# Ffmpeg



## Kurt Cobain (6. Dezember 2006)

Tag Tag

Hab noch mal ne Frage zu FFMPEG.

So viel wie ich bisher gelesen hab muss man sich den Quellcode zu diesem Programm runterladen und dann selbst compilieren, oder?
geht das blos unter Linux?
Gibt es irgendwo ein Tutorial, wie man das macht?
Oder hat irgendjemand schon ne brauchbar compilierte Version?
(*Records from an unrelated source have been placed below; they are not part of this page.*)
PR #132, opened 2018-01-09
[JENKINS-21670] Add option to anonymize jobs, views, nodes, etc

rysteboe:
https://issues.jenkins-ci.org/browse/JENKINS-21670

@reviewbybees 

Everything about the UX side of this needs work, but it is functional from what testing I could do locally.  Needs to be tested on a larger scale instance and discussions about the UX need to happen.

### DIFF
--- a/src/main/java/com/cloudbees/jenkins/support/AnonymizedItems.java
+++ b/src/main/java/com/cloudbees/jenkins/support/AnonymizedItems.java
@@ -26,6 +26,8 @@ package com.cloudbees.jenkins.support;
 import com.cloudbees.jenkins.support.util.Anonymizer;
 import hudson.Extension;
 import hudson.model.ManagementLink;
+import hudson.util.FormApply;
+import net.sf.json.JSONObject;
 import org.kohsuke.stapler.StaplerRequest;
 import org.kohsuke.stapler.StaplerResponse;
 import org.kohsuke.stapler.interceptor.RequirePOST;
@@ -40,11 +42,17 @@ import java.util.Map;
  */
 @Extension
 public class AnonymizedItems extends ManagementLink {
+    private SupportPlugin plugin;
+    private SupportPlugin.AnonymizationSettings settings;
+
+    public AnonymizedItems() {
+        plugin = SupportPlugin.getInstance();
+        settings = plugin.getAnonymizationSettings();
+    }
 
     @CheckForNull
     @Override
     public String getIconFileName() {
-        // TODO:  New icon?
         return "/plugin/support-core/images/24x24/support.png";
     }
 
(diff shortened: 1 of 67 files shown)


src/main/java/com/cloudbees/jenkins/support/SupportPlugin.java
```diff
@@ -821,4 +846,81 @@ public boolean configure(StaplerRequest req, JSONObject json) throws FormExcepti
...
+            excludedWords.add("all");
+            excludedWords.add("master");
+            excludedWords.add("jenkins");
+            excludedWords.add("node");
+            excludedWords.add("computer");
+            excludedWords.add("item");
+            excludedWords.add("label");
+            excludedWords.add("view");
+            excludedWords.add("user");
+            excludedWords.add("");
```
dwnusbaum: Some of these seem weird to me (e.g., "a", "the", "all") and there are some words that seem to be related to what's here but are not included (e.g. "agent", "slave", "job", "build"). Are these defaults a just-in-case defense, or are they necessary for the feature to work correctly?

dwnusbaum: I guess the issue is that if someone created a job called "computer", then all uses of "computer" would get anonymized, even where it isn't being used as the name of a job?

src/main/java/com/cloudbees/jenkins/support/AnonymizedItems.java
```diff
@@ -0,0 +1,148 @@
...
+        return settings.isAnonymizeUsers();
+    }
+
+    public void setAnonymizeUsers(boolean anonymizeUsers) throws IOException {
+        settings.setAnonymizeUsers(anonymizeUsers);
+    }
+
+    @RequirePOST
+    public void doUpdateNow(StaplerRequest request, StaplerResponse response) throws ServletException, IOException {
+        Anonymizer.refresh();
```
dwnusbaum: Is there an issue if this is called while a support bundle is being generated? I think it is fine as long as the config hasn't changed, but if it has changed would it be possible to end up with invalid mappings?

src/main/java/com/cloudbees/jenkins/support/SupportPlugin.java
rysteboe: Yeah, exactly.  I added some words that I know are going to be used a lot and that are extremely unlikely to pose any sort of risk to not be anonymized.  

Unfortunately, I couldn't figure out a better way to do this.  I don't think this is good, I just don't know what the other options are short of rewriting how the logs are written in the first place (which is rather unfeasible).

src/main/java/com/cloudbees/jenkins/support/AnonymizedItems.java
rysteboe: I don't think so - I think that what would happen is there would be inconsistency within the support bundle.

That said, I honestly have a real lack of experience with dealing with multiple threads, so I'd greatly appreciate someone looking at the potential flaws in `Anonymizer` wrt multithreading.

src/main/java/com/cloudbees/jenkins/support/util/Anonymizer.java
```diff
@@ -0,0 +1,207 @@
...
+            }
+        }
+
+        save();
+    }
+
+    public static String anonymize(String input) {
+        String anonymized = input;
+        for (String key : ORDER) {
+            anonymized = anonymized.replaceAll("(?i)\\b(" + key + ")\\b", ANON_MAP.get(key));
```
dwnusbaum: We need to escape `key` here so that Regex control characters are treated as literals. Right now having a Job with a weird name such as `J1-test_test2{hmm}+nice` throws a `PatternSyntaxException` in `replaceAll`.

dwnusbaum: TIL: https://docs.oracle.com/javase/8/docs/api/java/util/regex/Pattern.html#quote-java.lang.String-

src/main/java/com/cloudbees/jenkins/support/util/Anonymizer.java
```diff
@@ -0,0 +1,207 @@
...
+        return new XmlFile(Jenkins.XSTREAM, new File(Jenkins.get().getRootDir(), "secrets/anonymized-names.xml"));
+    }
+
+    @SuppressWarnings("unchecked")
+    private static synchronized void load() {
+        XmlFile config = getConfigXml();
+        if (config.exists()) {
+            try {
+                ANON_MAP.clear();
+                ANON_MAP.putAll((Map<? extends String, ? extends String>) config.read());
```
dwnusbaum: We need to also load the other fields, otherwise the UI and anonymization don't work after a restart because `DISPLAY` and `ORDER` stay empty. We could derive them from ANON_MAP like the following, but it might make more sense to store them independently so that original and escaped names don't end up in the display.

    DISPLAY.putAll(ANON_MAP);
    ORDER.addAll(ANON_MAP.keySet());

src/main/java/com/cloudbees/jenkins/support/util/Anonymizer.java
```diff
@@ -0,0 +1,207 @@
...
+    }
+
+    @SuppressWarnings("unchecked")
+    public static void refresh() {
+        LOGGER.log(Level.FINE, "Refreshing anonymized items");
+        Jenkins instance = Jenkins.getInstance();
+        load();
+
+        SupportPlugin.AnonymizationSettings settings = SupportPlugin.getInstance().getAnonymizationSettings();
+        if (settings.isAnonymizeLabels()) {
```
dwnusbaum: We should probably refresh the labels after nodes, because otherwise all nodes end up with the `label` prefix since there is always an implicit label with the name of the agent.

src/main/java/com/cloudbees/jenkins/support/AnonymizedItems.java
jvz: This could be addressed by making `Anonymizer::refresh` a `synchronized` method, though that may be overkill depending on where it's used.

src/main/java/com/cloudbees/jenkins/support/SupportPlugin.java
jvz: The common terminology for these are _stop words_. [Example list](https://kb.yoast.com/kb/list-stop-words/).

dwnusbaum: > A more appropriate place might be a text file resource of some sort. That way end users could potentially add more things if necessary locally.

I think that what we have here should cover most cases (I would probably leave out the normal English words and just focus on the Jenkins model objects), but to be more exhaustive we could also add some dynamic entries based on iterating through the result of `ExtensionList.lookup(AbstractItem.class)` and adding `AbstractItem#getPronoun` and `AbstractItem#getTaskNoun`.

jvz: Definitely like that idea. I'm currently trying to make the set of strings configurable in the settings as well.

Und wenn ich das Programm dann irgendwann drauf haben sollte, kann ich es dann mit PHP ansprechen?

Gruß ich


----------



## Dennis Wronka (6. Dezember 2006)

Ob es die FFMpeg-Library auch fuer Windows gibt weiss ich nicht, aber ein Binary gibt es.
http://www.google.com/search?hl=en&lr=&ie=UTF-8&oe=UTF-8&q=ffmpeg+windows&btnG=Search

Auf der FFMpeg-Website wird angegeben, dass es keine richtigen Releases gibt (wenn ich mich recht erinnere gab es die aber mal) und man den Code aus dem Subversion-Repository holen soll. Wie das geht steht dort auch.

Um FFMpeg mit PHP zu nutzen gibt es dann 2 Moeglichkeiten, entweder das Binary per exec() aufrufen, oder aber mit der ffmpeg-php Extension arbeiten.


----------



## Christian Kusmanow (6. Dezember 2006)

Es gibt meines Erachtens keine FFMPEG-Lib für Windows. Ich habe mir die Zähne ausgebissen einen Lib aus der furchtbaren C-API von ffmpeg zu schustern. Um das Problem zu umschiffen, habe ich mir einen ProzessController implementiert und darauf aufsetzend einen EncoderController für die statische ffmepg.exe. Im eigentlichen Sinne bedeutet das Output abgreifen analysieren und alle Ereignisse viá Events bereit stellen.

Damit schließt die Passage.